As of 2016, the vision of the Internet of things has evolved due to a convergence of multiple technologies, including ubiquitous wireless communication, real-time analytics, machine learning, commodity sensors, and embedded systems. This means that the traditional fields of embedded systems, wireless sensor networks, control systems, automation (including home and building automation), and others all contribute to enabling the Internet of things (IoT).
The concept of a network of smart devices was discussed as early as 1982, with a modified Coke machine at Carnegie Mellon University becoming the first Internet-connected appliance, able to report its inventory and whether newly loaded drinks were cold. Mark Weiser’s seminal 1991 paper on ubiquitous computing, “The Computer of the 21st Century”, as well as academic venues such as UbiComp and PerCom produced the contemporary vision of IoT. In 1994 Reza Raji described the concept in IEEE Spectrum as “[moving] small packets of data to a large set of nodes, so as to integrate and automate everything from home appliances to entire factories”. Between 1993 and 1996 several companies proposed solutions like Microsoft’s at Work or Novell’s NEST. However, only in 1999 did the field start gathering momentum. Bill Joy envisioned Device to Device (D2D) communication as part of his “Six Webs” framework, presented at the World Economic Forum at Davos in 1999.
The concept of the Internet of things became popular in 1999, through the Auto-ID Center at MIT and related market-analysis publications. Radio-frequency identification (RFID) was seen by Kevin Ashton (one of the founders of the original Auto-ID Center) as a prerequisite for the Internet of things at that point. Ashton prefers the phrase “Internet for things.” If all objects and people in daily life were equipped with identifiers, computers could manage and inventory them. Besides using RFID, the tagging of things may be achieved through such technologies as near field communication, barcodes, QR codes and digital watermarking.
In its original interpretation, one of the first consequences of implementing the Internet of things by equipping all objects in the world with minuscule identifying devices or machine-readable identifiers would be to transform daily life. For instance, instant and ceaseless inventory control would become ubiquitous. A person’s ability to interact with objects could be altered remotely based on immediate or present needs, in accordance with existing end-user agreements. For example, such technology could grant motion-picture publishers much more control over end-user private devices by remotely enforcing copyright restrictions and digital rights management, so the ability of a customer who bought a Blu-ray disc to watch the movie could become dependent on the copyright holder’s decision, similar to Circuit City’s failed DIVX.

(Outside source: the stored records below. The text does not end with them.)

Issue #4250, opened 2025-06-19
Add support for JJ VCS


marcinjahn:
### Issue

https://github.com/jj-vcs/jj is a git alternative that grows in popularity. Its most often used with git as its backend, making the CLI experience so much better. 
Since aider supports git, it kind of works with jj, but there are some cases where aider does not really understand the state of the jj-managed repo. 

Support for JJ as VSC provider would be nice addition to aider

mason-chase:
I'm forking Aider to implement JJ

beetleb:
> I'm forking Aider to implement JJ

Keep us updated - hopefully you can merge the changes back in.

PR #4545, opened 2025-09-29
Modularize VCS Support, introduce Git and JJ backends

ponychicken:
Instead of hardcoding the assumption that Git will be used as a Repo this PR introduces a generic repo.py module which then routes calls like `commit` or `undo` to the currently active repo support class.

For now JJ support has to be manually enabled using `--vcs jj` flag. If this is merged we can later improve the automatic detection of repo types to also include JJ.


ponychicken:
Fixes #4250

metrix78:
Would this allow adding a mercurial interface also?

PR #4551, opened 2025-10-03
DeepSeek-3.2-Exp chat and reasoning results

gcp:


aider/resources/model-metadata.json
```diff
@@ -1,16 +1,32 @@
 {
     "deepseek-reasoner": {
```
gcp, line 2: @paul-gauthier Should this have been `deepseek/deepseek-reasoner`? The cost update I applied here didn't "take", as a result the claimed cost for the reasoner model is about 4 times what I was actually charged.

PR #4552, opened 2025-10-04
chore: version DeepSeek name and fix cost calculation

gcp:
The previous result had costs that don't match up with the cost update that was included, and don't align with what I was actually charged. I suspect the model metadata file was incorrect to begin with and that's why my update didn't have any affect.

This fixes the leaderboard to have the correct costs.

It also versions the model names, as the API endpoints tend to evolve with model updates.

IMG_3394

### DIFF
--- a/aider/resources/model-metadata.json
+++ b/aider/resources/model-metadata.json
@@ -1,5 +1,5 @@
 {
-    "deepseek-reasoner": {
+    "deepseek/deepseek-reasoner": {
         "max_tokens": 64000,
         "max_input_tokens": 128000,
         "max_output_tokens": 64000,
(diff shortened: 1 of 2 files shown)


aider/resources/model-metadata.json
```diff
@@ -1,5 +1,5 @@
 {
-    "deepseek-reasoner": {
+    "deepseek/deepseek-reasoner": {
```
gcp, line 2: The confusing part here is that upstream has:

https://github.com/BerriAI/litellm/blob/main/model_prices_and_context_window.json#L5433

but https://aider.chat/docs/config/adv-model-settings.html does point out:

_Use a fully qualified model name with a provider/ at the front in the .aider.model.metadata.json file. For example, use deepseek/deepseek-chat, not just deepseek-chat. That prefix should match the litellm_provider field._

PR #4617, opened 2025-10-31
Merged from upstream main

bryan-kramer:


bryan-kramer:
Accidentally created incorrectly.

PR #4645, opened 2025-11-14
Add pretty assistant parameter

bryan-kramer:
When --pretty-assistant, LLM answer output is formatted as markdown. Tool output not yet fixed.


bryan-kramer:
Invalid

Issue #4615, opened 2025-10-31
Uncaught ValueError in exceptions.py line 66


eriknaslund:
Aider version: 0.86.1
Python version: 3.13.7
Platform: Linux-6.12.48-1-MANJARO-x86_64-with-glibc2.42
Python implementation: CPython
Virtual environment: No
OS: Linux 6.12.48-1-MANJARO (64bit)
Git version: git version 2.51.0

An uncaught exception occurred:

```
Traceback (most recent call last):
  File "aider", line 8, in <module>
    sys.exit(main())
             ~~~~^^
  File "main.py", line 1161, in main
    coder.run()
    ~~~~~~~~~^^
  File "base_coder.py", line 887, in run
    self.run_one(user_message, preproc)
    ~~~~~~~~~~~~^^^^^^^^^^^^^^^^^^^^^^^
  File "base_coder.py", line 934, in run_one
    list(self.send_message(message))
    ~~~~^^^^^^^^^^^^^^^^^^^^^^^^^^^^
  File "base_coder.py", line 1451, in send_message
    litellm_ex = LiteLLMExceptions()
  File "exceptions.py", line 58, in __init__
    self._load()
    ~~~~~~~~~~^^
  File "exceptions.py", line 66, in _load
    raise ValueError(f"{var} is in litellm but not in aider's exceptions list")
ValueError: ImageFetchError is in litellm but not in aider's exceptions list

```

MilleniumDawn:
I had similar issue, trying to use a local model in LmStudio

```
Traceback (most recent call last):
  File "/aider/./benchmark/benchmark.py", line 668, in run_test
    return run_test_real(original_dname, testdir, *args, **kwargs)
           ^^^^^^^^^^^^^^^^^^^^^^^^^^^^^^^^^^^^^^^^^^^^^^^^^^^^^^^
  File "/aider/./benchmark/benchmark.py", line 863, in run_test_real
    response = coder.run(with_message=instructions, preproc=False)
               ^^^^^^^^^^^^^^^^^^^^^^^^^^^^^^^^^^^^^^^^^^^^^^^^^^^
  File "/aider/aider/coders/base_coder.py", line 880, in run
    self.run_one(with_message, preproc)
  File "/aider/aider/coders/base_coder.py", line 934, in run_one
    list(self.send_message(message))
  File "/aider/aider/coders/base_coder.py", line 1451, in send_message
    litellm_ex = LiteLLMExceptions()
[...]

Issue #4724, opened 2025-12-25
Uncaught TypeError in base_coder.py line 1461


wxwx77-7:
Aider version: 0.86.2.dev+import
Python version: 3.12.7
Platform: Windows-10-10.0.19045-SP0
Python implementation: CPython
Virtual environment: No
OS: Windows 10 (64bit)
Git version: git version 2.9.0.windows.1

An uncaught exception occurred:

```
Traceback (most recent call last):
  File "llm_http_handler.py", line 217, in _make_common_sync_call
    response = sync_httpx_client.post(
               ^^^^^^^^^^^^^^^^^^^^^^^
  File "http_handler.py", line 979, in post
    raise e
  File "http_handler.py", line 961, in post
    response.raise_for_status()
  File "_models.py", line 829, in raise_for_status
    raise HTTPStatusError(message, request=request, response=self)
httpx.HTTPStatusError: Client error '404 Not Found' for url 'http://100.87.232.123:11434/chat/completions'
For more information check: https://developer.mozilla.org/en-US/docs/Web/HTTP/Status/404

During handling of the above exception, another exception occurred:

Traceback (most recent call last):
  File "main.py", line 1749, in completion
    raise e
  File "main.py", line 1722, in completion
    response = base_llm_http_handler.completion(
               ^^^^^^^^^^^^^^^^^^^^^^^^^^^^^^^^^
  File "llm_http_handler.py", line 485, in completion
    completion_stream, headers = self.make_sync_call(
                                 ^^^^^^^^^^^^^^^^^^^^
  File "llm_http_handler.py", line 575, in make_sync_call
    response = self._make_common_sync_call(
               ^^^^^^^^^^^^^^^^^^^^^^^^^^^^
  File "llm_http_handler.py", line 242, in _make_common_sync_call
    raise self._handle_error(e=e, provider_config=provider_config)
          ^^^^^^^^^^^^^^^^^^^^^^^^^^^^^^^^^^^^^^^^^^^^^^^^^^^^^^^^
  File "llm_http_handler.py", line 3617, in _handle_error
    raise provider_config.get_error_class(
litellm.llms.openai.common_utils.OpenAIError: 404 page not found

During handling of the above exception, another exception occurred:

Traceback (most recent call last):
  File "base_coder.py", line 1797, in send
    hash_object, completion = model.send_completion(
                              ^^^^^^^^^^^^^^^^^^^^^^
  File "models.py", line 1001, in send_completion
[...]

PR #4748, opened 2026-01-04
Fix regression in the LiteLLM exception list

claui:
In an attempt to fix issue #4615, commit 656301c introduced a regression where running the `coder` feature raises the following error:

> TypeError: catching classes that do not inherit from BaseException is not allowed

The primary misunderstanding that caused the regression is the fact that `ErrorEventError` sounds like an error class that needs to be included in the exceptions list. In reality, however, the name `ErrorEventError` is just a coincidence and actually belongs to a regular class, which doesn’t have `BaseException` in its chain of base classes.

Current Python versions raise a `TypeError` at runtime if you try to include such a class name in an `except` clause, which explains why the error shows up.

This PR narrows down the filter so it only tries to include actual exception classes and excludes classes like `ErrorEventError`.
It also removes `ErrorEventError` from the exception list.

Fixes issue #4615 and #4724. Reverts commit 656301c.

### DIFF
--- a/aider/exceptions.py
+++ b/aider/exceptions.py
@@ -29,7 +29,6 @@ EXCEPTIONS = [
         "The API provider has refused the request due to a safety policy about the content.",
     ),
     ExInfo("ContextWindowExceededError", False, None),  # special case handled in base_coder
-    ExInfo("ErrorEventError", True, None),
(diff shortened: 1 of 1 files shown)


paul-gauthier:
Thanks!

PR #4755, opened 2026-01-08
replace importlib_resources with importlib.resources

dotlambda:


dotlambda:
I won't sign a CLA for this non-copyrightable change.

petterreinholdtsen:
The importlib.resources library is already being imported by aider/models.py, so this an obvious change and avoid depending on a library that is being dropped as non-maintained.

A significant transformation is to extend “things” from the data generated from devices to objects in the physical space. The thought model for future interconnection environment was proposed in 2004. The model includes the notion of the ternary universe consists of the physical world, virtual world and mental world and a multi-level reference architecture with the nature and devices at the bottom level followed by the level of the Internet, sensor network, and mobile network, and intelligent human-machine communities at the top level, which supports geographically dispersed users to cooperatively accomplish tasks and solve problems by using the network to actively promote the flow of material, energy, techniques, information, knowledge, and services in this environment. This thought model envisioned the development trend of the Internet of things.